● WHAT THE TASK ASKS: Read through the lines below for the string "causing" and copy each one that has it.

Dataset entries:
┌──

PR #4322, opened 2025-04-24
Closes #4317: union1d needs more rigorous unit tests on Strings

### LINKED ISSUE #4317: `union1d` needs more rigorous unit tests on Strings
**Feature Description**
A recent PR crashes the server when I run `union1d` with ten locales on two Strings arrays, each of size 200. The goal is to add this in as a unit test.

1RyanK:
Added a unit test that succeeds on one locale but fails on ten locales (ultimately because of #4318). Also noticed that the bool generation in that file was only generating `False` because `np.random.randint` is exclusive on the upper bound.

Closes #4317: union1d needs more rigorous unit tests on Strings

### DIFF
--- a/tests/numpy/setops_test.py
+++ b/tests/numpy/setops_test.py
@@ -3,6 +3,7 @@ import pandas as pd
 import pytest
 
 import arkouda as ak
+from arkouda.testing import assert_arkouda_array_equivalent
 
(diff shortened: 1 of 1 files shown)


ajpotts (approved):

drculhane (approved):
Looks good.

jaketrookman (approved):
Looks good

PR #4325, opened 2025-04-25
Revert part of #4242 Make dist array always dist

ShreyasKhandekar:
This change needs to be reverted until https://github.com/Bears-R-Us/arkouda/issues/4318 is addressed.

Reverts only a part of  https://github.com/Bears-R-Us/arkouda/pull/4242, specifically just b9449fcd846840646550b1f99c7a435476f7a9a2

This is the replacement for https://github.com/Bears-R-Us/arkouda/pull/4319 and takes a more nuanced approach instead.


e-kayrakli (approved):

ShreyasKhandekar:
Since this PR is reverting the change as a stopgap, this is not a permanent fix. In fact the current state is undesirable because we're still using a non-distributed sort on distributed String arrays.

This will also cause the following compilation warning to show up in the meantime:

```sh
$CHPL_HOME/modules/standard/Sort.chpl:664: In function 'unstableSort':
$CHPL_HOME/modules/standard/Sort.chpl:680: warning: twoArrayRadix sort no longer handles distributed arrays. Please use TwoArrayDistributedRadixSort.twoArrayDistributedRadixSort instead (but note that it is not stable)
  $CHPL_HOME/modules/standard/Sort.chpl:753: called as unstableSort(x: [BlockDom(1,int(64),one,unmanaged DefaultDist)] (string,int(64)), comparator: StringIntComparator, region: range(int(64),both,one)) from function 'sort'
  /Users/khandeka/arkouda/src/SegStringSort.chpl:79: called as sort(x: [BlockDom(1,int(64),one,unmanaged DefaultDist)] (string,int(64)), comparator: StringIntComparator, param stable = false) from function 'twoPhaseStringSort'
  /Users/khandeka/arkouda/src/SegmentedString.chpl:1277: called as twoPhaseStringSort(ss: borrowed SegString)
note: generic instantiations are underlined in the above callstack
```

ShreyasKhandekar:
I've created https://github.com/Bears-R-Us/arkouda/issues/4326 to track the resolution of the underlying issue.

ShreyasKhandekar:
This wasn't the fix we were looking for, closing this in favor of https://github.com/Bears-R-Us/arkouda/pull/4327

Issue #4326, opened 2025-04-25
SegStringSort is using a non-distributed sort


ShreyasKhandekar:
We use `sort` for sorting strings in SegStringSort.chpl. `sort` is not distributed, we should instead use `
The context for this issue comes from a few other issues that revealed the problem here.

1. `makeDistArray` not always creating distributed arrays. This was patched in #4242, and it revealed this issue
2. However, the patch in #4242 caused a bug to creep in causing argsort crashes as documented in #4318 
   - Specifically, the issue was in this commit where we tried to switch to a dynamically chose distributed radix sort: https://github.com/Bears-R-Us/arkouda/commit/b9449fcd846840646550b1f99c7a435476f7a9a2
3. We reverted the above commit in #4325 as stopgap to fix server crashes and nightly testing.

However, the undesirable state of using a non-distributed sort still exists. In fact, users have also reported that they've noticed the sort being slow.

We need to find a way to reapply the change that was originally made in https://github.com/Bears-R-Us/arkouda/commit/b9449fcd846840646550b1f99c7a435476f7a9a2, without causing the server crashes.

PR #4327, opened 2025-04-25
Resolve server crashes in SegStringSort

ShreyasKhandekar:
Resolves https://github.com/Bears-R-Us/arkouda/issues/4318
Resolves https://github.com/Bears-R-Us/arkouda/issues/4326

However, this started causing server crashes for argsort on strings.

This is because there were cases where we were actually relying on the buggy behavior of makeDistArray not creating a distributed array. And when this behavior was fixed, this started causing server crashes. We found the offending behavior and patched it in a current best effort to get nightly testing back to blue.

Overall this is a strict improvement from what we had before, and should also have a huge boost in performance for argsort in string since now we're using a distributed sort instead of a local sort for twoPhaseStringSort

### DIFF
--- a/src/SegStringSort.chpl
+++ b/src/SegStringSort.chpl
@@ -33,7 +33,7 @@ module SegStringSort {
       return (new defaultComparator()).keyPart(a0, i);
     }
   }
-  
+
   proc twoPhaseStringSort(ss: SegString): [ss.offsets.a.domain] int throws {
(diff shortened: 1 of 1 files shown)


ajpotts (approved):
Thanks for fixing this!

1RyanK (approved):
This definitely runs much faster on the test case I was trying.

PR #4644, opened 2025-06-18
Part of #2384: Checkpoint numeric arrays; improved framework

vasslitvinov:
Add the ability for checkpointing to save and load 1-d arrays of any integer or real or bool types specified in `registration-config.json`.

Implementation-wise, set up a framework for checkpointing of any subclasses of AbstractSymEntry, by using dynamic dispatch and starting the entry metadata file with a line that is consistent across all entry kinds.

Furthermore, set up a framework in the server code that allows `param` for-loops over all `param` dimensions and all element types specified in `"parameter_classes"["array"]` in `registration-config.json`.

In more implementation detail, the list of `"parameter_classes"["array"]["nd"]` is now available through `arrayDimensionsTy`; `"parameter_classes"["array"]["dtype"]` through `arrayElementsTy`. These are generated into `src/registry/Commands.chpl` by `src/registry/register_commands.py`, which handles `@arkouda.instantiateAndRegister` and similar attributes. Their use is exemplified by the implementations of `arrayDimIsSupported()`, `arrayElmTypeIsSupported()` or `loadSymEntry()`.

This framework will be leveraged to implement checkpointing of the remaining types of SymTab entries. The type-tuple-based approach is a workaround for Chapel's lack of iterators that yield `param` or `type`.

Other implementation changes:

Restricted `addEntry()` to handle only those types that are requested in `registration-config.json`. This reduces the amount of generated code because the compiler no longer needs to instantiate `SymEntry` for some of the unintended types, such as `[u]int`16 and 32.

Extended `SymTab.insert()` to set the new entry's name, which would otherwise be left empty.

Replaced uses of `MaxArrayDims` with `arrayDimIsSupported()`, except for one in getConfig().

Moved `getRegistrationConfig()` from `register_commands.py` to `MsgProcessing.chpl` for easier maintenance, and simplified it.

### DIFF
--- a/src/MultiTypeSymbolTable.chpl
+++ b/src/MultiTypeSymbolTable.chpl
@@ -55,6 +55,7 @@ module MultiTypeSymbolTable
             const name = nextName(),
                   response = MsgTuple.newSymbol(name, symbol.borrow());
             tab.addOrReplace(name, symbol);
+            symbol.setName(name);
             mtLogger.info(getModuleName(),getRoutineName(),getLineNumber(),response.msg);
             return response;
         }
@@ -73,6 +74,9 @@ module MultiTypeSymbolTable
             :returns: borrow of newly created `SymEntry(t)`
         */
         proc addEntry(name: string, shape: int ...?N, type t): borrowed SymEntry(t, N) throws {
+            if ! arrayDimIsSupported(N) then compilerWarning("arrays with rank ", N:string,
+              " are not included in the server's configured ranks: ", arrayDimensionsStr);
+
             // check and throw if memory limit would be exceeded
             // TODO figure out a way to do memory checking for bigint
             if t != bigint {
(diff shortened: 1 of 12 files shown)


ajpotts (approved):
Looks good.

src/MultiTypeSymbolTable.chpl
```diff
@@ -90,9 +94,8 @@ module MultiTypeSymbolTable
 
             tab.addOrReplace(name, entry);
             entry.setName(name);
-            // When we retrieve from table, it comes back as AbstractSymEntry so we need to cast it
-            // back to the original type. Since we know it already we can skip isAssignableTo check
-            return (tab[name]:borrowed GenSymEntry).toSymEntry(t, N);
+
+            return entry :borrowed :unmanaged :borrowed; // suppress lifetime checking
```
ShreyasKhandekar, line 98: Why is this needed?

ShreyasKhandekar (approved):

src/MultiTypeSymbolTable.chpl
vasslitvinov: Good question. First, this avoids a lookup in the symtable for the thing we just put there. Second, it works around the lifetime checker that would flag it an error if we just returned `entry :borrowed`.

ShreyasKhandekar: Thanks for explaining that. Resolved.

PR #4645, opened 2025-06-18
Closes #4489:  trapz instability

### LINKED ISSUE #4489: trapz instability
The example in the `trapz` function is gives unstable results:
```python
    >>> theta = xp.linspace(0, 2 * xp.pi, num=1000, endpoint=True)
    >>> xp.trapz(xp.cos(theta), x=xp.sin(theta))
    Arkouda Array ((), float64)3.1415719413758416

```
Sometimes instead gives:
```python
Arkouda Array ((), float64)3.141571941375841

```
instead.  It should give the same result every time.

ajpotts:
My best guess is the minor differences in the `trapz` return values are precision errors on the server.  I added ellipses to the docstring and additional `np.allclose` calls to the unit test to hopefully prevent CI errors from this.

Closes #4489:  trapz instability


1RyanK (approved):
Looks good!

PR #4652, opened 2025-06-20
Closes #3572:  Update io_benchmark

### LINKED ISSUE #3572: Update `io_benchmark`

ajpotts:
Closes #3572:  Update io_benchmark

### DIFF
--- a/benchmark_v2/io_benchmark.py
+++ b/benchmark_v2/io_benchmark.py
@@ -71,6 +71,7 @@ def _generate_df(N, dtype, returnDict=False):
 
 
 @pytest.mark.skip_correctness_only(True)
+@pytest.mark.skip_numpy(True)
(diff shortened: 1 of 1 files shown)


vasslitvinov:
@ajpotts any comments on why these tests skip correctness / what it would take to enable correctness checking if appropriate?

ajpotts:
The correctness testing for all functions in `arkouda` should be in the unit tests.  The only reason to put correctness testing in the benchmarks is to test the logic of the benchmark itself.  In this case, it didn't seem worth it.  For example, to test a write you would then need to read in the file and do a comparison to the original.  As `arkouda`'s output format is slightly different than `pandas` it would not be possible to directly compare the written files to `pandas`.  If you still think this is worth exploring I would recommend putting it in a separate ticket.

1RyanK (approved):
Looks good!

jaketrookman (approved):
Looks good

PR #4666, opened 2025-06-25
Increase unit test timeout to 30 minutes

ajpotts:
Increases unit test timeout to 30 minutes to avoid timeouts on HPE's Apollo.


bradcray (approved):
This seems worth the try to me.  If there's any way to inspect the last successful run to determine how much time it needs, let me know and I can poke into it or ask someone else to do so.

└──

● ANSWER FOR THIS EXERCISE:
2. However, the patch in #4242 caused a bug to creep in causing argsort crashes as documented in #4318 
We need to find a way to reapply the change that was originally made in https://github.com/Bears-R-Us/arkouda/commit/b9449fcd846840646550b1f99c7a435476f7a9a2, without causing the server crashes.
However, this started causing server crashes for argsort on strings.
This is because there were cases where we were actually relying on the buggy behavior of makeDistArray not creating a distributed array. And when this behavior was fixed, this started causing server crashes. We found the offending behavior and patched it in a current best effort to get nightly testing back to blue.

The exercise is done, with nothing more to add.